Robin Rorapaugh, a Deutsch adviser, said she expects the number of Democrats voting absentee to be 150,000 by Election Day.
"It's always a key part of any campaign," said Mark Penn, a Deutsch campaign consultant. "I'd be surprised if anyone didn't pay attention to that. It would say a lot."
Deutsch's two fliers tailored to absentee voters focus on health care, one of the issues he mentions most frequently on the campaign trail. "Vote Peter Deutsch for U.S. Senate. Do it for your family. Do it for your health," one flier reads.
The only major Senate candidate who has not mailed to absentees is Democrat Alex Penelas, the Miami-Dade mayor. A spokesman for Democrat Betty Castor, the former state education commissioner and University of South Florida president, declined to discuss her absentee strategy in detail.
It's more popular than ever to vote absentee in Florida.
Both major political parties are pushing absentee ballots this year, and critics of touch screen machines have suggested absentee ballots as an alternative. The Legislature in 2004 eliminated the requirement that absentee ballots be witnessed.
In heavily Democratic Broward, for instance, the 33,000 absentee requests are three times higher than in 2000, the last time Florida had both a Senate race and presidential election.
In Republican-dominated Duval, the requests totaled 26,366, twice as many as in 2000, election officials said.
In Pinellas, 20,700 voters requested absentee ballots by Tuesday. About 14,600 were requested for the 2000 primary. In Hillsborough, almost 19,000 were requested as of Wednesday, compared with about 11,600 in 2000.
All that mail costs money, and Gallagher deposited $1-million more of his own money to his campaign Wednesday. That brings his total investment to $5.9-million, a personal stake that appears unprecedented in Florida politics.
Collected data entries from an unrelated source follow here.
Issue #8357, opened 2026-09-03
CI gates: Instant.EPOCH defaults (58 baselined) + Temporal worker switch naming convention


JiRaska:
## Context
AGENTS.md documents two fleet gotchas that are grep-able but had no CI gate:

1. **`Instant = Instant.EPOCH` defaults** (#3882, #4208): a defaulted EPOCH timestamp passes `isNotNull()`, and the liveness-gauge seed fired `WorkflowLivenessStale` after every deploy until #4208. 58 occurrences remain in `src/main` today.
2. **Temporal worker disable-switch naming** (audit E46): six services, six switch names, five under `openbank.<service>.worker.enabled`, lending's under `lending.origination.worker.enabled` — an underivable name forces the fuzz harness (and DR manifests, runbooks) to hard-code a drifting name list.

## What landed
- `check-no-epoch-instant-default.py` — enforced gate `no-epoch-instant-default`, 58 occurrences baselined (ratchet-only, baseline fails stale in both directions).
- `check-temporal-worker-switch-naming.py` — enforced gate `temporal-worker-switch-naming`, convention + one allowlisted exception in `rules.yaml: temporal_worker_switch_naming`.

## Follow-ups
- [ ] Burn down the 58-entry EPOCH baseline (per-service PRs; remove each baseline line in the same PR)
- [ ] Rename `lending.origination.worker.enabled` → `openbank.lending.worker.enabled` across registrar, application.yaml, tests, deployment config; then drop the allowlist entry

Audit: docs/audit-2026-09-03-top50.md (F49, E46).

JiRaska:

The latest donation triggers the "Millionaire's Amendment" under the McCain-Feingold campaign finance law. It will permit Gallagher's Republican rivals to accept $12,000 from individual contributors, six times the normal limit.
Seven Republicans and four Democrats will compete in the Aug. 31 primaries. The two winners will face each other in the general election in November.